▶ [EXERCISE] What you return must be every line below that includes the word "contains".

[Records from a data source]
*****

PR #8358, opened 2022-12-10
Cleanup explicit `EmbeddedResource` items in `System.Windows.Forms.Design.csproj`

elachlan:
For `System.Windows.Forms.Design` this uses globbing to add the Embedded Resources instead of explicit items.

If this goes okay, I will look into the rest of the projects in the solution.

Related: #49

Reference:
https://stackoverflow.com/questions/46584499/how-to-add-a-glob-for-resx-files-for-new-sdk-csproj-file

###### Microsoft Reviewers: [Open in CodeFlow](https://portal.fabricbot.ms/api/codeflow?pullrequest=https://github.com/dotnet/winforms/pull/8358)

PR #8371, opened 2022-12-13
Cleanup explicit `EmbeddedResource` items from `System.Windows.Forms.csproj`

### LINKED ISSUE #49: Cleanup explicit EmbeddedResource items from System.Windows.Forms.csproj
Feedback from EricStj:

Replace all these explicit items with a convention.  Seems that you should be able to come up with a globbing convention for these and update the reading code where it doesn't align with the convention (or update items when the convention is insufficient).

elachlan:
- Glob EmbeddedResources in Project file
- Rename icon files to help with globbing
- delete redundant icons
- Add tests for EmbeddedResources

Fixes #49
Related #8358

###### Microsoft Reviewers: [Open in CodeFlow](https://portal.fabricbot.ms/api/codeflow?pullrequest=https://github.com/dotnet/winforms/pull/8371)


elachlan:
CC: @dreddy-work @Tanya-Solyanik

src/System.Windows.Forms/src/System.Windows.Forms.csproj
```diff
@@ -66,589 +66,50 @@
...
-      <LogicalName>System.Windows.Forms.BindingNavigator</LogicalName>
+    <EmbeddedResource Include="Resources\System\Windows\Forms\PropertyGrid\*.ico" 
+                      Exclude="Resources\System\Windows\Forms\PropertyGrid\PropertiesTab.ico;
+                               Resources\System\Windows\Forms\PropertyGrid\EventsTab.ico">
+      <LogicalName>System.Windows.Forms.$([System.String]::Copy('%(FileName)'))</LogicalName>
     </EmbeddedResource>
-    <EmbeddedResource Include="Resources\System\Windows\Forms\DataGridViewButtonColumn.ico">
-      <LogicalName>System.Windows.Forms.DataGridViewButtonColumn</LogicalName>
+    <EmbeddedResource Include="Resources\System\Windows\Forms\*.cur">
+      <LogicalName>System.Windows.Forms.$([System.String]::Copy('%(FileName)')).cur</LogicalName>
```
lonitra, line 83: Should .cur be removed from logical name?

dreddy-work: looks logical name was carrying .cur earlier too.

src/System.Windows.Forms/src/System.Windows.Forms.csproj
```diff
@@ -66,589 +66,50 @@
...
     </EmbeddedResource>
-    <EmbeddedResource Include="Resources\System\Windows\Forms\ActiveDocumentHost.ico">
-      <LogicalName>System.Windows.Forms.ActiveDocumentHost</LogicalName>
+    <EmbeddedResource Include="Resources\System\Windows\Forms\Printing\*.ico">
+      <LogicalName>System.Windows.Forms.$([System.String]::Copy('%(FileName)'))</LogicalName>
     </EmbeddedResource>
-    <EmbeddedResource Include="Resources\System\Windows\Forms\BindingNavigator.ico">
-      <LogicalName>System.Windows.Forms.BindingNavigator</LogicalName>
+    <EmbeddedResource Include="Resources\System\Windows\Forms\PropertyGrid\*.ico" 
+                      Exclude="Resources\System\Windows\Forms\PropertyGrid\PropertiesTab.ico;
```
dreddy-work, line 78: We should revisit usage on these. If they are internal only ( as name suggests), we should be able to rearrange them.

src/System.Windows.Forms/tests/UnitTests/System/Windows/Forms/EmbeddedResourceTests.cs
```diff
@@ -0,0 +1,236 @@
...
+
+using System.Drawing;
+using System.Reflection;
+using Xunit;
+
+namespace System.Windows.Forms.Tests
+{
+    public class EmbeddedResourceTests : IClassFixture<ThreadExceptionFixture>
+    {
+        // Get System.Windows.Forms assembly to verify that it contains all the icons that the code uses.
```
dreddy-work, line 13:
```suggestion
        // Get System.Windows.Forms assembly to verify that it contains all the resources that the code uses.
```

dreddy-work (approved):
LGTM

src/System.Windows.Forms/src/System.Windows.Forms.csproj
```diff
@@ -66,589 +66,50 @@
     </EmbeddedResource>
   </ItemGroup>
 
+  <!-- Embedded Resources are globbed based on their location. -->
```
Tanya-Solyanik, line 69: Globbing is based on the fact that location reflects the namespace name, consider adding something about this to this comment.

src/System.Windows.Forms/src/System.Windows.Forms.csproj
Tanya-Solyanik: Sorry, I missed this comment. Could you please clarify?

src/System.Windows.Forms/src/System.Windows.Forms.csproj
Tanya-Solyanik: Actually I don't think any comment adds clarity here.

src/System.Windows.Forms/src/System.Windows.Forms.csproj
dreddy-work: Logical names for these ( i.e Resources\System\Windows\Forms\PropertyGrid\PropertiesTab.ico) are not matching the conventional hence excluded here and added separately. I think if we could capture usage of these icons and if they happened to be internal only, we could align/rename them and then should be able to remove these exclusion list.

elachlan: I think I can make this better. Leave it with me.

src/System.Windows.Forms/src/System.Windows.Forms.csproj
```diff
@@ -66,589 +66,50 @@
...
-      <LogicalName>System.Windows.Forms.VScrollBar</LogicalName>
-    </EmbeddedResource>
-    <EmbeddedResource Include="Resources\System\Windows\Forms\wfc.ico">
-      <LogicalName>System.Windows.Forms.wfc</LogicalName>
+    <EmbeddedResource Include="Resources\System\Windows\Forms\ToolStrip\*.ico">
+      <LogicalName>System.Windows.Forms.$([System.String]::Copy('%(FileName)'))</LogicalName>
     </EmbeddedResource>
+  </ItemGroup>
+
+  <!-- Embedded Resources which are unable to be globbed. -->
```
Tanya-Solyanik, line 90: Timer.ico could be moved one level up in the directory tree and globbed with other icons.

I'm not sure that the comment is needed to explain the one off resource.

src/System.Windows.Forms/tests/UnitTests/System/Windows/Forms/EmbeddedResourceTests.cs
```diff
@@ -0,0 +1,236 @@
...
+        [InlineData("System.Windows.Forms.printPreview")]
+        [InlineData("System.Windows.Forms.save")]
+        [InlineData("System.Windows.Forms.lockControls")]
+        [InlineData("System.Windows.Forms.alignToGrid")]
+        [InlineData("System.Windows.Forms.bringToFront")]
+        [InlineData("System.Windows.Forms.sendToBack")]
+        [InlineData("System.Windows.Forms.blank")]
+        public void EmbeddedResource_ResourcesExist_Icon(string resourceName)
+        {
+            using Stream stream = assembly.GetManifestResourceStream(resourceName);
```
Tanya-Solyanik, line 200: All resource names start with the same prefix, so you could make this theory data more readable by omitting the common part and re-adding it here - 
```
assembly.GetManifestResourceStream($"System.Windows.Forms.{resourceName}");
```

src/System.Windows.Forms/src/System.Windows.Forms.csproj
elachlan: We can glob everything if Printing/PropertyGrid/ToolStrip icons were moved up one directory and I worked out a way to parse the path into a namespace.

elachlan: For future reference: https://learn.microsoft.com/en-us/visualstudio/msbuild/msbuild-well-known-item-metadata?view=vs-2022

src/System.Windows.Forms/src/System.Windows.Forms.csproj
```diff
@@ -66,589 +66,35 @@
     </EmbeddedResource>
   </ItemGroup>
 
+  <!-- Embedded Resources are globbed based on their location. -->
   <ItemGroup>
-    <EmbeddedResource Include="Resources\System\Windows\Forms\Animation.ico">
-      <LogicalName>System.Windows.Forms.Animation</LogicalName>
+    <EmbeddedResource Include="Resources\System\Windows\Forms\*.ico;
```
Tanya-Solyanik, line 71: Would something like this work:
```  
 <EmbeddedResource Include="Resources\**\*.ico>
      <LogicalName>System.Windows.Forms.%(FileName)</LogicalName>
```

Tanya-Solyanik: Why do you need the copy command?

Tanya-Solyanik: `**` does not work because of the `Design` namespace. But the copy command is not needed.

dreddy-work: Same goes to tests.

src/System.Windows.Forms/tests/UnitTests/System/Windows/Forms/EmbeddedResourceTests.cs
```diff
@@ -0,0 +1,236 @@
...
+            Assert.NotNull(stream);
+            using Icon icon = new(stream);
+            Assert.NotNull(icon);
+        }
```
Tanya-Solyanik, line 204: Could you please add test for ComponentModel icons?

Tanya-Solyanik: Resources folder contains 189 icons, this test covers 181. the remainder is in 
ComponentModel - 1
Server - 1
Picturebox - 1
2 removed - arrow and ToolStripContainer
Where is the remainder?

How do we proof that it's safe to remove duplicates?

elachlan: They exist, I have sorted the InlineData to make the tests easier to find.

elachlan: Those have test:
- ComponentModel.OrderImages
- Server.Arrow
- PictureBox.Loading

The two files deleted:
- src/System.Windows.Forms/src/Resources/System/Windows/Forms/PropertyGrid/arrow.ico wasn't embedded and was duplicate of Server.Arrow.
- src/System.Windows.Forms/src/Resources/System/Windows/Forms/ToolStripContainer.ico has been added back in when I moved the file from ToolStrip folder

Tanya-Solyanik: trustmanager icons are no longer included in the assembly and can be deleted.
 sm_TrustManagerGlobe.ico
TrustManagerGlobe.ico
TrustManagerHighRisk.ico
TrustManagerOK.ico
 TrustManagerWarning.ico

Tanya-Solyanik: In fact if you don't delete them, they will be included by mistake.

elachlan: Thanks for tracking those down.

elachlan:
@Tanya-Solyanik are you happy with it all now?

Tanya-Solyanik:
>@Tanya-Solyanik are you happy with it all now?

@elachlan - I'll play with this change a bit tonight

src/System.Windows.Forms/src/System.Windows.Forms.csproj
```diff
@@ -66,589 +66,17 @@
     </EmbeddedResource>
   </ItemGroup>
 
+  <!-- Embedded Resources are globbed based on their location. -->
   <ItemGroup>
-    <EmbeddedResource Include="Resources\System\Windows\Forms\Animation.ico">
-      <LogicalName>System.Windows.Forms.Animation</LogicalName>
+    <EmbeddedResource Include="Resources\System\Windows\Forms\**\*.ico;">
+      <LogicalName>$([System.String]::Copy('%(RelativeDir)').Replace("Resources\","").Replace("\",".").TrimEnd('.')).$([System.String]::Copy('%(FileName)'))</LogicalName>
```
Tanya-Solyanik, line 72: I think the copy operation is not needed here  - `$([System.String]::Copy('%(FileName)'))` - because file name is not modified, like the directory name is.
And the same applies to the cursor files.

elachlan: I have pushed it through. Tests are passing.

elachlan: Also pushed through the string.copy removal for the `System.Windows.Forms.Design.csproj` as well.

elachlan: This doesn't work for Design because the folder structure doesn't reflect the namespace. I'll do a separate PR for that as it requires renaming lots of files.

```xml
<EmbeddedResource Include="Resources\System\Windows\Forms\**\*.ico;">
      <LogicalName>$([System.String]::Copy('%(RelativeDir)').Replace("Resources\","").Replace("\",".").TrimEnd('.')).%(FileName)</LogicalName>
    </EmbeddedResource>
```

Tanya-Solyanik: I'm not sure if saving a couple of lines in csproj is worth the renaming. Would we get a cleaner folder structure in .Design project?

Tanya-Solyanik:
I had [dumped out resource names](https://learn.microsoft.com/en-us/dotnet/api/system.reflection.assembly.getmanifestresourcenames?view=net-7.0#system-reflection-assembly-getmanifestresourcenames) from the main version of System.Windows.Forms.dll and your PR version, and found one new resource in your version - `System.Windows.Forms.ImageEditor`.

Tanya-Solyanik:
Please delete ImageEditor.ico and this PR is good to go!

src/System.Windows.Forms/src/System.Windows.Forms.csproj
elachlan: `Resources\System\Winforms\Design` => `Resources\System\Windows\Forms\Design`. Its not a big change, but it means that all resources will be automatically added when places in `Resources\System\`.

Only problem with the whole setup is we aren't doing negative testing.

Tanya-Solyanik (approved):
Thank you!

*****

▶ [WRITTEN SOLUTION]
+        // Get System.Windows.Forms assembly to verify that it contains all the icons that the code uses.
        // Get System.Windows.Forms assembly to verify that it contains all the resources that the code uses.
Tanya-Solyanik: Resources folder contains 189 icons, this test covers 181. the remainder is in 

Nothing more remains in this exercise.